Het antwoord op de tweede vraag is een volmondig nee, om de simpele reden dat Unisonic geen powermetalproject is. Wie een vervolg op de originele Keeper Of The Seven Keys-albums verwacht, komt bij de eerste luisterbeurt bedrogen uit. Een vergelijking met Pink Bubbles Go Ape dringt zich op. Toen die plaat in 1991 verscheen, trokken wereldwijd duizenden Helloween-fans hun lange haren uit het hoofd. Na het vertrek van Kai Hansen bleek de Duitse formatie te breken met de stijl waarmee de groep in korte tijd groot was geworden. Ook ik was indertijd zwaar teleurgesteld over het ontbreken van de gewenste vliegensvlugge granaten en epische saga's en heb Pink Bubbles Go Ape menigmaal verketterd.
Als ik die cd tegenwoordig weer eens opzet, dan blijkt het kwalitatief gezien echter een alleszins aangenaam plaatje te zijn. Geen klassieker, maar bij lange na niet zo slecht als menigeen beweert en ik zelf destijds dacht. Hetzelfde geldt anno 2012 voor de titelloze debuut-cd van Unisonic. Zolang je geen snelle powermetal verwacht en een bescheiden verwachtingspatroon hanteert, is het album goed verteerbaar. De aanwezigheid van Hansen blijkt een beperkte impact te hebben, want Unisonic borduurt grotendeels voort op de beide melodieuze hardrockplaten van Place Vendome, waarop Kiske ook al samenwerkte met de van Pink Cream 69 bekende bassist/songwriter Dennis Ward en drummer Kostas Zafiriou. Het vijfde lid van Unisonic is evenmin een onbekende, want gitarist Mandy Meyer liet zijn kunsten eerder horen bij o.a. Asia, Gotthard en Krokus.
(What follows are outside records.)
PR #3334, opened 2026-05-16
refactor(painters/dom): unify drawing block rendering (SD-2838)

luccas-harbour:
## Summary

Builds on the image-block unification (parent branch `luccas/sd-2838-unify-image-block-rendering`) by collapsing the remaining drawing-rendering duplication between `DomPainter` and `renderTableCell` onto a single implementation. Non-image drawings (vector shapes, shape groups, charts, shape text) now render through the same code path in body content and table cells, and the table-cell drawing wrapper is no longer reinvented for in-flow vs. anchored cases.

## What changed

**New modules in `painters/dom/src/drawings/`:**

- `renderDrawingContent.ts` — extracts ~890 lines of vector-shape / chart / shape-group / shape-text rendering (preset + custom geometry, gradient/alpha fills, line ends, fallback styles, shape text layout) out of `DomPainter` into a pure function. Accepts `doc`, `block`, optional `geometry`, optional `clipContainer`, and a `buildImageHyperlinkAnchor` callback — no painter coupling.
- `renderDrawingFragment.ts` — moves `renderDrawingFragment` and `isHeaderWordArtWatermark` out of `DomPainter`; the painter now passes its frame/anchor helpers (`applyResolvedFragmentFrame`, `applyFragmentFrame`, `applyFragmentWrapperZIndex`, `createErrorPlaceholder`) in as parameters.
- `tableDrawingFrame.ts` — single helper that builds the table-cell drawing wrapper for both `position: relative` (in-flow) and `position: absolute` (anchored) drawings, deduplicating the wrapper/inner/SDT-dataset scaffolding that previously existed twice in `renderTableCell`.
- `placeholder.ts` — small shared factory for the diagonal-stripe drawing placeholder.

**`renderer.ts`** shrinks by ~1000 lines. Drawing-related private methods (`renderDrawingFragment`, `renderDrawingContent`, `createVectorShapeElement`, `createShapeGroupElement`, `createChartElement`, `createDrawingPlaceholder`, `isHeaderWordArtWatermark`, plus their effect-extent / SVG / transform helpers) all delegate to the new modules. SVG/WordArt constants and local types (`LineEnd`, `EffectExtent`, `VectorShapeDrawingWithEffects`) move with them.

**`renderTableCell.ts`** is slimmed by ~95 lines:
- Both in-flow and anchored drawing branches now call `renderTableDrawingFrame` instead of building the wrapper inline.
- The `renderDrawingContent` callback signature gains an optional `{ clipContainer }` so image clipping can flow through the shared path.
- When the caller doesn't supply a callback (e.g. tests), the cell falls back to `renderDrawingContent` directly with `buildSharedImageHyperlinkAnchor` — non-image drawings in tables no longer disappear.

**`images/drawing-image.ts`** — `createDrawingImageElement` accepts an optional `clipContainer` forwarded to `createBlockImageContent`, so the shared renderer can pipe the table cell's inner wrapper through for image clipping.

## Tests

- New `renderDrawingContent.test.ts` covers vector shapes, shape groups, charts, fallback placeholders, and image hyperlink/clip-container behavior through the shared path.
- `renderTableCell.test.ts` gains ~260 lines of new coverage: image drawings rendering through the shared renderer, placeholder for image without source, callback override behavior, fallback to the shared renderer when no callback is supplied, clip-container threading, and SDT metadata sourced from `attrs.sdt`.


packages/layout-engine/painters/dom/src/table/renderTableCell.ts
```diff
@@ -694,6 +695,17 @@ export const renderTableCell = (deps: TableCellRenderDependencies): TableCellRen
     hyperlink: ImageHyperlink | undefined,
     display: 'block' | 'inline-block',
   ): HTMLElement => buildImageHyperlinkAnchor(doc, imageEl, hyperlink, display);
+  const renderTableCellDrawingContent =
```
tupizz: Check if this make sense or not
This widens the table-cell drawing callback to all drawing kinds, even though the documented contract above says the callback is for vector shapes / shape groups. If a caller supplies a callback that only knows how to render those non-image drawing types, image drawings now bypass the shared image renderer and can lose filters, clip paths, and hyperlinks that `renderSharedDrawingContent` already handles. Please keep `drawingKind === 'image'` on the shared image path even when a custom callback is provided, and reserve the callback for non-image drawings.

packages/layout-engine/painters/dom/src/table/renderTableCell.ts
```diff
@@ -570,7 +571,7 @@ type TableCellRenderDependencies = {
    * The returned element will have width: 100% and height: 100% styles applied automatically.
    * If undefined, a placeholder element with diagonal stripes pattern is rendered instead.
```
VladaHarbour: This comment says the optional renderDrawingContent callback is for “vectorShapes and shapeGroups” and that if it is undefined, a placeholder is rendered. But image drawings can now go through that callback too and if the callback is undefined, the shared drawing renderer is used, not just a placeholder

tupizz (approved):
LGTM after re-review.

packages/layout-engine/painters/dom/src/table/renderTableCell.ts
luccas-harbour: That makes sense. I fixed it.

packages/layout-engine/painters/dom/src/table/renderTableCell.ts
luccas-harbour: This was pointing at the same issue as Tadeu's comment. It's fixed now.

tupizz (approved):
lgtm

VladaHarbour (approved):

chittolinag:
after talking to @luccas-harbour we decided to close this PR that has been sitting here for too long. doesn't seem to be a priority and has many conflicts. if needed, a new PR must be created after v2.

Eigenlijk is het debuut van Unisonic de logische optelsom van de vijf componenten, waarbij Kai Hansens powermetalhart vaak zijn meerdere moet erkennen in de aor- en hardrockwortels van zijn kompanen (inclusief Kiske, die na diens vertrek bij Helloween zijn metalverleden langdurig heeft verloochend). Toch voegt de Gamma Ray-leider wel degelijk iets toe, want Unisonic is net wat harder, meer metal, gevarieerder en spannender dan de (niet onaardige) Place Vendome-cd's. De beste voorbeelden zijn de onweerstaanbare up-tempo songs Unisonic en My Sanctuary. Jammer is wel dat die twee prijsnummers al op het begin dit jaar verschenen mini-album Ignition stonden.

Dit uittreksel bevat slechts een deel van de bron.